Plaza Baquedano, commonly known as Plaza Italia, is a major landmark in Santiago, Chile.

The plaza was inaugurated in 1928, being crowned by a monument made by Chilean sculptor Virgínio Arias and featuring General Manuel Baquedano, giving the current name to the urban landmark. It is located where formerly the Mapocho River used to fork. The oval-shaped plaza is the focal point of celebrations and riots in the city. The area also serves as a hub for Santiago's street network. Some of the main streets of Santiago intersect in the area, including Providencia Avenue, Libertador General Bernardo O'Higgins Avenue (best known as Alameda) and Vicuña Mackenna Avenue. A tunnel entrance to the Costanera Norte Highway is close to Plaza Baquedano. Parque Forestal, Balmaceda Park and Bustamante Park converge here.

== History ==
It was established in 1875 as Plaza La Serena and adopted its current name in 1928 to honor Manuel Baquedano. It was originally a traffic circle but its geometric design and functionality have changed since then.

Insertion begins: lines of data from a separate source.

PR #2874, opened 2025-06-10
Use journalled constraint system for memory and bitwise

chriseth:


pacheco (commented):
what's the purpose of the journalling again?

autoprecompiles/src/memory_optimizer.rs
```diff
@@ -19,21 +20,20 @@ const REGISTER_ADDRESS_SPACE: u32 = 1;
...
-        .filter_map(|(i, bus)| (!to_remove.contains(&i)).then_some(bus))
-        .collect();
-    // TODO perform substitutions instead
-    system.algebraic_constraints.extend(new_constraints);
+    let mut counter = 0;
+    system.retain_bus_interactions(|_| {
+        let retain = !to_remove.contains(&counter);
+        counter += 1;
+        retain
+    });
```
Schaeff, line 35: Maybe `retain_bus_interactions` could take a closure that takes `(usize, bus_interaction)` instead?

autoprecompiles/src/optimizer.rs
```diff
@@ -44,43 +44,44 @@ pub fn optimize<T: FieldElement>(
...
         constraint_system = optimization_loop_iteration(
             constraint_system,
             bus_interaction_handler.clone(),
             degree_bound,
             &mut stats_logger,
             bus_map,
         )?;
-        if stats == stats_logger::Stats::from(&constraint_system) {
-            return Ok(constraint_system_to_symbolic_machine(constraint_system));
+        if stats == stats_logger::Stats::from(constraint_system.system()) {
```
Schaeff, line 59: Maybe the `AsRef` trait could be useful here to be able to pass `constraint_system` directly

chriseth:
@pacheco the purpose of the journal is to be able to match items of the final constraint system back to the original constraint system, triggered by witgen, where it was important to know which bus interactions got removed and which are newly added.

In the meantime (realized today), I think this could also be useful to output a trace of optimization steps which can then be formally verified more easily.

autoprecompiles/src/memory_optimizer.rs
chriseth: It's all horrible. Because there situations where we would want to use the index after removal and there are situations where the index before removal would be better. I'm thinking about passing a vector of indices instead...

autoprecompiles/src/optimizer.rs
chriseth: Hm, I tried, but it's complicated and somehow we would still need the `.system()` function anyway since we call `c.system().clone()` and stuff.

constraint-solver/src/journaling_constraint_system.rs
```diff
@@ -92,6 +92,26 @@ impl<T: FieldElement, V> JournalingConstraintSystem<T, V> {
     }
 }
 
+impl<T: FieldElement, V: Clone + Ord + Hash> JournalingConstraintSystem<T, V> {
+    /// Adds a new algebraic constraints to the system.
```
leonardoalt, line 96:
```suggestion
    /// Adds new algebraic constraints to the system.
```

constraint-solver/src/journaling_constraint_system.rs
```diff
@@ -92,6 +92,26 @@ impl<T: FieldElement, V> JournalingConstraintSystem<T, V> {
...
+    pub fn add_algebraic_constraints(
+        &mut self,
+        constraints: impl IntoIterator<Item = QuadraticSymbolicExpression<T, V>>,
+    ) {
+        // TODO track
+        self.system.add_algebraic_constraints(constraints);
+    }
+
+    /// Adds a new bus interactions to the system.
```
leonardoalt, line 105:
```suggestion
    /// Adds new bus interactions to the system.
```

constraint-solver/src/journaling_constraint_system.rs
```diff
@@ -92,6 +92,26 @@ impl<T: FieldElement, V> JournalingConstraintSystem<T, V> {
...
+    pub fn add_bus_interactions(
+        &mut self,
+        bus_interactions: impl IntoIterator<Item = BusInteraction<QuadraticSymbolicExpression<T, V>>>,
+    ) {
+        // TODO track
```
leonardoalt, line 110: In this PR or later?

constraint-solver/src/journaling_constraint_system.rs
```diff
@@ -92,6 +92,26 @@ impl<T: FieldElement, V> JournalingConstraintSystem<T, V> {
     }
 }
 
+impl<T: FieldElement, V: Clone + Ord + Hash> JournalingConstraintSystem<T, V> {
+    /// Adds a new algebraic constraints to the system.
+    pub fn add_algebraic_constraints(
+        &mut self,
+        constraints: impl IntoIterator<Item = QuadraticSymbolicExpression<T, V>>,
+    ) {
+        // TODO track
```
leonardoalt, line 101: In this PR or later?

constraint-solver/src/journaling_constraint_system.rs
Schaeff: bitte was

autoprecompiles/src/memory_optimizer.rs
qwang98, line 35: Maybe for the next PR but can `redundant_memory_interactions_indice` be adjusted to become an input of `retain_bus_interactions` instead of via `to_remove`?

qwang98: This way it follows how `retain_bus_interactions` has been used else where.

constraint-solver/src/journaling_constraint_system.rs
qwang98: Is the "tracking" here gonna include something like an "addition map" similar to the "replacement map" in the case of removal?

qwang98:
Probably a few PRs down the road but where will the "tracked optimization" objects be stored eventually I wonder? :)

PR #93, opened 2016-02-18
EAGLE-158 Remove org.apache.eagle.datastream.EagleTuple

haoch:
https://issues.apache.org/jira/browse/EAGLE-158

- Remove org.apache.eagle.datastream.EagleTuple 
- Replace all  org.apache.eagle.datastream.TupleN with scala.TupleN


yonzhang:
good to go! 
We should always keep code clean and no legacy code as much as possible.

PR #107, opened 2016-03-01
EAGLE-173 auto refresh when sensitivity mark updated

zombieJ:
Auto sync service to refresh the sensitivity status.


qingwen220:
LGTM

PR #108, opened 2016-03-03
EAGLE-177 Replace Legacy "dataSource" field with "application" in all metadata

qingwen220:
https://issues.apache.org/jira/browse/EAGLE-177


RalphSu:
+1 
Unit runs ok for me. 
Be careful this would be incompatible for existing deployment if one already deployed. The one who already load the format of old version, will need
a. Drop the old metadata that have the concept of datasource
b. Recreate the metadata (for hadoop cases, re-run the sh files to create them)

haoch:
LGTM

PR #111, opened 2016-03-04
EAGLE-61 classification supports secured cluster connection & enable Ldap authentication 

qingwen220:
https://issues.apache.org/jira/browse/EAGLE-61


RalphSu:
Looks good to me.
+1

PR #112, opened 2016-03-04
EAGLE-185 support build cache

zombieJ:
Current UI load html template & feature module using dynamic suffix which keeping getting latest data. But for built ui folder, the data should be in cache instead of updating. Which will fast the page loading speed.


qingwen220:
LGTM +1

haoch:
LGTM

PR #118, opened 2016-03-09
EAGLE-190 JBDC Metadata Storage Extension

haoch:
## JIRA
https://issues.apache.org/jira/browse/EAGLE-190

## INCLUDES
* Support embedded Derby in local/memory: The JDBC can support derby and mysql completely, and use derby in memory by default, so that user don’t have to install any additional dependencies even mysql to get started, and also our unit test could easily pass without any tricky modifications.
* Automatic DDL Schema Manager: JdbcEntitySchemaManager could automatically create all required tables if not existing when application is started.
* Fixed JDBC reserved field name like desc, group and so on
* Force update while inserting failed due to duplicated key exception

## NOT INCLUDED

> This part will be included in later patch but no this on, for quick delivery for must-have features.

* JDBC GroupBy Aggregation
* JDBC Order Query


haoch:
Need to rename all "user" fields into "username" because "user" is invalid for Derby.

haoch:
I think the PR is ready enough to be merged into master branch, please help review @yonzhang

PR #120, opened 2016-03-10
EAGLE-194 UI show exception alert if service error

zombieJ:
When backend error occurred, we wish to see the exception.


qingwen220:
+1

Chad-eBay:
+1

PR #122, opened 2016-03-11
Eagle 198  integrate new Siddhi version so that thread should not die when event evaluation fails

yonzhang:
when exception happens within Siddhi processing thread, it can continue to work

### DIFF
--- a/eagle-core/eagle-policy/eagle-policy-base/src/main/java/org/apache/eagle/policy/siddhi/SiddhiPolicyEvaluator.java
+++ b/eagle-core/eagle-policy/eagle-policy-base/src/main/java/org/apache/eagle/policy/siddhi/SiddhiPolicyEvaluator.java
@@ -16,6 +16,8 @@
  */
 package org.apache.eagle.policy.siddhi;
 
+import com.lmax.disruptor.ExceptionHandler;
+import com.lmax.disruptor.FatalExceptionHandler;
 import com.typesafe.config.Config;
 import org.apache.eagle.alert.entity.AbstractPolicyDefinitionEntity;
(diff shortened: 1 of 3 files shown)


eagle-core/eagle-policy/eagle-policy-base/src/main/java/org/apache/eagle/policy/siddhi/SiddhiPolicyEvaluator.java
```diff
@@ -130,6 +133,7 @@ private SiddhiRuntime createSiddhiRuntime(SiddhiPolicyDefinition policyDef) {
 
         try {
             executionPlanRuntime = siddhiManager.createExecutionPlanRuntime(executionPlan);
+            executionPlanRuntime.handleExceptionWith(new SiddhiPolicyExceptionHandler());
```
haoch: My patch is to extend capability of customizing exception handler for siddhi while it uses FatalExceptionHandler by default, so here we should override our own exception handler `SiddhiPolicyExceptionHandler` and explicitly specify by `handleExceptionWith`.

haoch:
Another problem is Ci failed due to 

~~~
Tests in error: 
  testExternalTimeSlideWindowWithGroupby(org.apache.eagle.alert.state.TestSiddhiStateSnapshotAndRestore)

Tests run: 37, Failures: 0, Errors: 1, Skipped: 1
~~~

yonzhang:
now after 3.0.5, the default exception handler is not FatalExceptionHandler, do we still need SiddhiPolicyExceptionHandler?

haoch:
If so, then we don't need to customize SiddhiPolicyExceptionHandler then.

PR #129, opened 2016-03-22
EAGLE-205 Metric dashboard support multi metrics

zombieJ:
* Support multi metric display in one chart
* support more data series in one chart


qingwen220:
LGTM  +1

PR #131, opened 2016-03-23
EAGLE-207 Management page add tips

zombieJ:
Admin management page add navigation route for admin to go back home page.
Add unsaved tips if change the config


RalphSu:
+1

Baquedano metro station is named after Plaza Baquedano.

In the context of the 2019–2021 protests, the protesters dubbed the square as Plaza de la Dignidad (Dignity Square).
On March 12, 2021, the four-ton statue of General Baquedano was removed to be restored by the National Council of Monuments, after continuous acts of vandalism by protesters. Attempts to burn and tear down the statue were made on March 5 and 8 respectively, ultimately prompting the authorities to make the decision.